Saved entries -
PR #5903, opened 2026-09-02
Expose SAN/IAN otherName entries via the FFI GeneralName API

### LINKED ISSUE #5885: FFI: SAN otherName entries (e.g. Microsoft UPN) are not accessible
### Motivation

In certificate-based authentication against Active Directory / AD CS-issued
certificates, the identity frequently lives in a SubjectAlternativeName
`otherName` entry: the Microsoft UPN (szOID_NT_PRINCIPAL_NAME,
OID `1.3.6.1.4.1.311.20.2.3`, value encoded as a UTF8String). Reading it is a
recurring requirement in enterprise and government environments.

With OpenSSL's C API this is straightforward (`GEN_OTHERNAME` +
`NID_ms_upn`). With Botan, the C++ API can do it
(`AlternativeName::other_name_values()` exposes the type-id OID and the raw
inner value), but the C89 FFI cannot surface otherName entries in any
structured form (they only appear as `OtherName <oid>: <hex>` lines inside
the human-readable `botan_x509_cert_view_as_string()` dump) — which also
affects every language binding built on top of the FFI. For C integrators
migrating from OpenSSL to Botan this is currently a hard gap.

Context: we integrate Botan (the BSI-recommended line) in security products
for sectors with elevated security requirements, where UPN extraction from
client certificates is a routine need.

### Current behavior (master)

* `ffi.h` states above `enum botan_x509_general_name_types`: *"there is
  currently no way to access OTHER_NAME values via the FFI."* The handbook
  (`doc/api_ref/ffi.rst`, `botan_x509_general_name_get_type`) says: *"Support
  for `BOTAN_X509_OTHER_NAME` is deprecated and cannot be viewed using these
  functions."* Both sentences were introduced together with the API in
  #5217.
* The SAN iteration helpers in `src/lib/ffi/ffi_cert.cpp`
  (`extract_general_name_at()` / `count_general_names_in()`) cover email, DNS,
  directory names, URIs, IPv4 and IPv6 — otherNames are omitted, so
  `botan_x509_cert_subject_alternative_names()` never yields them.
* `botan_x509_general_name_get_type()` deliberately returns
  `BOTAN_FFI_ERROR_INVALID_OBJECT_STATE` when the type maps to
  `BOTAN_X509_OTHER_NAME` (inline comment: *"viewing of other-names not
  supported"*), and both view functions reject that type as well — today
  reachable only via the name-constraint accessors.
* Underlying limitation: `Botan::GeneralName` declares `NameType::Other` but
  has no factory and no payload storage for an otherName (type-id + value), so
  a `GeneralName` cannot carry one; `GeneralName::decode_from()` records only
  the type tag. A `TODO` in `pkix_types.h` suggests adding an
  `OtherConstraint` alternative to the `NameVariant`. Note that `GeneralName`
  is itself documented as deprecated ("will be removed in a future major
  release"), which #5217 already accepted when wrapping it in
  `botan_x509_general_name_t`.

### Proposal

Two possible shapes; we are happy to implement either and submit a PR once
there is agreement on the direction.

#### Option A (our suggestion): include otherNames in the existing GeneralName enumeration

* Extend `Botan::GeneralName` with an otherName payload (the `OtherConstraint`
  `NameVariant` alternative the `TODO` considers, holding type-id OID + raw
  BER value): a factory along the lines of
  `GeneralName::other_name(OID type_id, std::span<const uint8_t> ber_value)`,
  plus storage and accessors, sourced from
  `AlternativeName::other_name_values()` on the SAN/IAN path;
  `GeneralName::decode_from()` would retain type-id + value likewise, so that
  otherName *name constraints* (today the only source of an otherName-typed
  handle) carry a payload too. Since `GeneralName` is deprecated, the factory
  could be an underscore-prefixed helper like `_uri_san_value()` (declared in
  the public header but marked internal) rather than supported public API.
* Include otherNames in `count_general_names_in()` /
  `extract_general_name_at()` (the NOTE comments there already anticipate
  extending the handled set).
* FFI additions:

  ```c
  /**
  * Views the otherName type-id as a dotted-decimal OID string, or returns
  * BOTAN_FFI_ERROR_INVALID_OBJECT_STATE if the name is not an otherName.
  */
  BOTAN_FFI_EXPORT(3, 14)
  int botan_x509_general_name_view_other_name_type_id(botan_x509_general_name_t name,
                                                      botan_view_ctx ctx,
                                                      botan_view_str_fn view);
  ```

* `botan_x509_general_name_view_binary_value()`: for otherNames, view the raw
  BER of the inner value (the complete TLV inside the `EXPLICIT [0]` wrapper,
  i.e. exactly what `OtherNameValue::value()` holds).
* Optionally, `botan_x509_general_name_view_string_value()`: succeed for
  otherNames whose inner value is a UTF8String or a UTF-8-subset string type
  (IA5String, PrintableString, VisibleString, NumericString) — this directly
  covers the UPN case and mirrors what `AlternativeName::decode_from()`
  already accepts into the (deprecated) `other_names()` set;
  `BOTAN_FFI_ERROR_INVALID_OBJECT_STATE` otherwise.
* Remove the OTHER_NAME carve-out in `get_type()`, the *"no way to access"*
  comment in `ffi.h`, and the *"deprecated"* sentence in `ffi.rst`.

Compatibility note: existing callers will observe additional SAN/IAN entries,
and for otherName name constraints `get_type()` will succeed where it
previously errored. Since the API is young (3.11) and callers are expected to
switch on `get_type()`, this seems acceptable. Note that `SmtpUTF8Mailbox`
entries (RFC 9598) are part of `other_name_values()` and would therefore also
show up as otherNames.

#### Option B (minimal alternative): dedicated other-name accessors

Leave `GeneralName` and the current enumeration untouched and add a parallel
API over `AlternativeName::other_name_values()`:

```c
BOTAN_FFI_EXPORT(3, 14)
int botan_x509_cert_subject_other_names_count(botan_x509_cert_t cert, size_t* count);

BOTAN_FFI_EXPORT(3, 14)
int botan_x509_cert_subject_other_name_view_type_id(botan_x509_cert_t cert,
                                                    size_t index,
                                                    botan_view_ctx ctx,
                                                    botan_view_str_fn view);

BOTAN_FFI_EXPORT(3, 14)
int botan_x509_cert_subject_other_name_view_value(botan_x509_cert_t cert,
                                                  size_t index,
                                                  botan_view_ctx ctx,
                                                  botan_view_bin_fn view);
```

Pro: zero behavior change and no public C++ API change. Con: SAN contents are
split across two enumerations (and, given the existing subject/issuer
symmetry, a matching `botan_x509_cert_issuer_other_name*` set would be
needed).

We prefer Option A because `BOTAN_X509_OTHER_NAME` is already reserved in the
enum and the `get_type()` carve-out reads like a placeholder for exactly this.
That said, the handbook calls OTHER_NAME support "deprecated"; since #4678
explicitly kept otherName support in the C++ API, we read that as referring
to the deprecated string-only `other_names()` accessor — if the enumerator is
instead meant to be phased out, Option B would be the natural fit, so a short
confirmation of the direction would be appreciated.

### Testing

We would include FFI tests using a certificate carrying an msUPN otherName.
The existing X.509 test data contains otherName SANs (SmtpUTF8Mailbox,
SRVName, permanentIdentifier, … under `src/tests/data/x509/name_constraints/`)
and an msUPN otherName *name constraint*
(`othername-msupn-constraint-no-upn-san-valid.pem`), but no certificate with
an msUPN otherName SAN, so we would add a generated one (and reuse the
existing otherName certificates for the non-string case). Per
`doc/dev_ref/contributing.rst`, the PR would also add the `botan3.py`
declarations plus a Python test — note that `botan3.py` currently has no
bindings for the `botan_x509_general_name_t` API at all, so those would come
along.

moritzschmitt:
Fixes #5885, implementing the direction agreed on the issue: otherName entries are surfaced through the existing `botan_x509_general_name_t` enumeration (Option A), with the type-id returned as the FFI's first-class OID object rather than as a string.

## C++ library

`Botan::GeneralName` now retains the otherName payload (type-id OID plus the raw inner value) in its `NameVariant`, reusing `AlternativeName::OtherNameValue`. A factory `GeneralName::other_name()` and an accessor `GeneralName::other_name_value()` are added, `GeneralName::decode_from()` retains type-id and value for otherName name constraints (using the same structure checks as `AlternativeName::decode_from()`), and `GeneralName::encode_into()` can now encode otherNames, so the corpus re-encode test covers them.

One consequence: a malformed otherName in a NameConstraints extension (value not wrapped in the `EXPLICIT [0]` tag, missing type-id or value, trailing content) now fails to decode, where previously it was retained as an opaque entry without a payload. The extension then becomes an `Unknown_Extension` with `failed_to_decode` set, and path validation reports `EXTENSION_ENCODING_ERROR` (matching how a malformed otherName in a SubjectAlternativeName already behaves).

## FFI

`botan_x509_cert_subject_alternative_names()`, `botan_x509_cert_issuer_alternative_names()` and the name constraint enumerators now yield otherName entries (appended after the previously supported types, so existing indices are unchanged), and `botan_x509_general_name_get_type()` returns `BOTAN_X509_OTHER_NAME` instead of erroring. For an otherName:

* the new `botan_x509_general_name_other_name_type_id()` returns the type-id as a new OID object (to be freed with `botan_oid_destroy`), following `botan_pubkey_oid()`; callers can compare it via `botan_oid_equal()` against e.g. `botan_oid_from_string("Microsoft UPN")`.
* `botan_x509_general_name_view_binary_value()` views the raw BER of the value, i.e. the complete TLV inside the `EXPLICIT [0]` tag (exactly what `AlternativeName::OtherNameValue::value()` holds).
* `botan_x509_general_name_view_string_value()` succeeds for values of the string types that `AlternativeName::decode_from()` also decodes into the deprecated `other_names()` set — UTF8String, IA5String, PrintableString, VisibleString and NumericString with content valid for the type — which directly covers the Microsoft UPN. Since the string view hands out a NUL-terminated C string, values with an embedded NUL are additionally rejected; both view functions document this. Anything else returns `BOTAN_FFI_ERROR_INVALID_OBJECT_STATE`.

The FFI changes are additive (new API version 20260901, exports tagged 3.14). As discussed in the issue, existing callers will observe additional SAN/IAN entries, `get_type()` succeeds for otherName name constraints where it previously errored, and SmtpUTF8Mailbox entries (RFC 9598) appear as otherNames. The stale "no way to access OTHER_NAME" comment in `ffi.h` and the "deprecated" sentence in `ffi.rst` are removed.

## Python binding

`botan3.py` previously had no bindings for the GeneralName API at all; this adds `X509GeneralName`/`X509GeneralNameType` plus the `X509Cert` accessors for subject/issuer alternative names and permitted/excluded name constraints, along with documentation and tests.

## Test data

`src/tests/data/x509/othername/` contains generated certificates covering the msUPN case, every accepted and rejected string type, non-string values, multiple otherNames beside other name types, an IssuerAlternativeName otherName, otherName name constraints, and an empty as well as a 3000-byte value. The generator script is committed (`src/scripts/dev_tools/gen_othername_testdata.sh`); the README documents each certificate and the expected type-ids and inner values, which were read off `openssl asn1parse` output independently of the implementation. String values that are invalid for their tag cannot be produced with OpenSSL, so one certificate is built in the test itself via the C++ API. The existing otherName certificates under `name_constraints/` are reused to pin the behavior for SmtpUTF8Mailbox, SRVName, permanentIdentifier and SIM entries.


doc/api_ref/ffi.rst
```diff
@@ -259,6 +259,7 @@ supported it.
 ============== ===================
 FFI Version    Supported Starting
 ============== ===================
+20260901       3.14.0
```
randombit: This should be 20261103 (expected 3.14 release date)

arckoor, line 262: 3.14 would be 20261103, usually it's the date of the actual release. May be better to leave out completely and let it be handled in a separate PR, but as long as no one else opens a PR also looking to do this at the same time should probaly be fine :p

src/lib/ffi/ffi_cert.cpp
```diff
@@ -775,6 +826,25 @@ int botan_x509_general_name_view_binary_value(botan_x509_general_name_t name,
 #endif
 }
 
+int botan_x509_general_name_other_name_type_id(botan_asn1_oid_t* oid, botan_x509_general_name_t name) {
+#if defined(BOTAN_HAS_X509_CERTIFICATES)
+   return BOTAN_FFI_VISIT(name, [=](const Botan::GeneralName& n) -> int {
+      if(Botan::any_null_pointers(oid)) {
+         return BOTAN_FFI_ERROR_NULL_POINTER;
+      }
```
arckoor, line 834: This before the #ifdef please, so behaviour re `nullptr`s doesn't change based on how the lib is compiled

arckoor (commented):
Rough review only, and only really of the parts I'm comfortable with, i.e. FFI and Python.

I'm not sure exposing `X509GeneralName` in the python binding directly is a good call, I've been wanting to add something like this for a while, see this [branch](https://github.com/arckoor/botan/tree/more-python-cert-getters). I'm not convinced what's done there is the way to go either (since highly inefficient if you do want *everything*), but perhaps parts are still of interest

doc/api_ref/ffi.rst
moritzschmitt: Fair point, I wasn't sure about this either, but 3.14 was too tempting a version to leave unclaimed. If you'd rather keep the bump out of this PR, I'll drop it. Otherwise it can be adjusted to the actual release date the way the 3.11 stamp was.

src/lib/ffi/ffi_cert.cpp
moritzschmitt: I went back and forth on this one and ended up following the immediate neighbours: the GeneralName functions already in the file (`botan_x509_general_name_get_type`, the `*_alternative_names` / `*_name_constraints` enumerators and their `_count` variants) all do their argument checks inside the `#if`, and so does `botan_x509_cert_serial_number`, which has the same shape (out-pointer for a new object plus a handle). The file has both styles: `not_before`, `get_fingerprint`, `get_public_key` and the `ext_*` getters check before the `#if`, the newer X.509 additions check inside.

The other thing that held me back is that moving the `oid` check alone doesn't quite give config-independent behaviour: the handle is validated by `BOTAN_FFI_VISIT`, which sits inside the `#if` in every function of this file, so `(&oid, nullptr)` still returns `NOT_IMPLEMENTED` in a build without X.509 either way. Since no `botan_x509_general_name_t` can exist in such a build at all, `NOT_IMPLEMENTED` for any argument combination seemed a reasonable answer to me.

WORK ITEM -
Your answer must be the lines from the first line of the records through the line containing "In certificate-based authentication", copied exactly.

TASK ANSWER -
PR #5903, opened 2026-09-02
Expose SAN/IAN otherName entries via the FFI GeneralName API

### LINKED ISSUE #5885: FFI: SAN otherName entries (e.g. Microsoft UPN) are not accessible
### Motivation

In certificate-based authentication against Active Directory / AD CS-issued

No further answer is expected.